For a while this was the main version of the repository, after ssafar was unable to keep maintaining it. Then Throne3d made a different version, and shortly after that Effulgence and other glowfic moved and this project became useless.
I might re-use bits of this for an upcoming rewrite to export from the new Glowfic website
Effulgence is... well, it's complicated. You might want to read Luminosity by Alicorn first. It's awesome.
Anyway. This is a Thing that downloads it from dreamwidth.org (all of it!), and generates a nice ebook out of it. It's not the only Thing with the first property (I'm thinking of effulgence-mirror), but most likely the only one (so far) with the second. It generates .epub files, which can then easily be converted to e.g. Kindle formats. (More on the exact meaning of "easily" coming up later.)
Since the actual ebooks are up already (epub and mobi), if you'd only like to read Effulgence itself, just downloading those is your best bet. If you're interested in how to create ebooks or download lots of pages or something similar, read on.
The code has been observed to work on a specific instance of Ubuntu 14.04. It uses:
- BeautifulSoup, to parse the html. It's really easy to use; also, the author has written a nice sci-fi book about alien video games, how cool is that? (apt-get install python-beautifulsoup)
- Google Protocol Buffers to store the parsed data from the chapters. This also means that if you'd like to convert Effulgence into some other format, this project might have solved the "input" part for you. (apt-get install protobuf-compiler)
- EbookLib to generate the EPUB file. (no Ubuntu package here; just clone their repo into the root of this one. Ping me if you have better ideas :))
- GNU Parallel, to process chapters faster on multicore machines. It feels like xargs but it's more flexible and has parallelization awesomeness. Highly recommended for e.g. batch resizing images, too. (apt-get install parallel)
- pyratemp, for templating. So that we can have for loops in html pages.
To minimize the load on dreamwidth.org, we're caching all the things we can locally. Problem #1: in the beginning, we have a single link, to the TOC. Thus, we are alternating between a) parsing files that we already have and b) downloading even more files.
This is reflected in the several distinct stages you can launch by running runner.sh <stage_name>:
- we download the TOC. It's a single HTML file. (toc_download)
- we parse it.
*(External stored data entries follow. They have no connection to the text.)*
PR #8380, opened 2023-03-04
Document ignoring pragmas for calculating line length

### LINKED ISSUE #4802: Make pylint consider `disable params` when checking for line length
### Current problem

As discussed in #1682 `pylint` currently does not consider the length of the disable params when checking for line length.
For example, when max-length is set to 80 the following code would not raise a `line-too-long` warning.
```python
Line with length of 80 columns  # pylint: disable=not-callable
```
According to the issue, this is due to:
https://github.com/PyCQA/pylint/blob/14da5ce258d3818037304a6e0f61aba1462e251d/pylint/checkers/format.py#L1004
Which seems fair.

However, this is not what users might intuitively expect from this warning, as a comment in that issue shows. Some users might want the max-length to also include comments.
Although #4797 fixes some of the issues in the original issue, it does not solve this particular issue. This issue serves to track it.

### Desired solution

Make `pylint` consider comments when checking for max-length of lines.

**Open question:**
What should be default behaviour? Including comments or excluding comments? Current behaviour is excluding, but I would argue that it would be more intuitive to include them. Especially now that users can use `disable-next` to split comments and code over multiple lines.

jacobtylerwalls:
## Type of Changes

## Description
Closes #4802 with a doc update as described there.

### DIFF
--- a/doc/data/messages/l/line-too-long/details.rst
+++ b/doc/data/messages/l/line-too-long/details.rst
@@ -1,3 +1,5 @@
+Pragma controls such as ``# pylint: disable=all`` are not counted toward line length for the purposes of this message.
+
 If you attempt to disable this message via ``# pylint: disable=line-too-long`` in a module with no code, you may receive a message for ``useless-suppression``. This is a false positive of ``useless-suppression`` we can't easily fix.
 
 See https://github.com/PyCQA/pylint/issues/3368 for more information.


Pierre-Sassoulas (approved):

Pierre-Sassoulas:
Thank you !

It produces a preliminary chapter list along with a list of the URLs for the first pages of the chapters. We still don't know how many pages they have in total. (toc_parse)
- we use wget to download the first pages of the chapters. We only get the files that don't exist locally, so relaunching this process continues where it left off. (firstflat_download)
- we parse all of these. This produces an extended chapter list, complete with intros and all the flat chapter URLs. (firstflat_parse)
- this time, we download everything. (all_flat_download)
- and parse those too. (all_flat_parse)
- also, the images. (images_get)
- we convert the TOC to its ebook variant (toc_xhtmlize)
- and finally, we create the epub file itself (gen_ebook).
- as an example of how to use Protocol Buffers to store complicated data (see effulgence.proto)
- ... of how to generate ebooks (the code isn't as neat, but still)
- ... of how to extract lots of data out of html pages
- to get Effulgence chapters as a list of comments, as protocol buffer files (that you can use from Python, Java, C++, etc.)
This code generates EPUB files. These are easy to convert to .mobi ones, for Kindles. Theoretically. In practice, reading Effulgence is a Big Data problem, thus you'll need
- either Calibre, a bit more than 4 gigs of free RAM, and lots of free time, or
- the official KindleGen tool from Amazon, which seems to perform better at this task.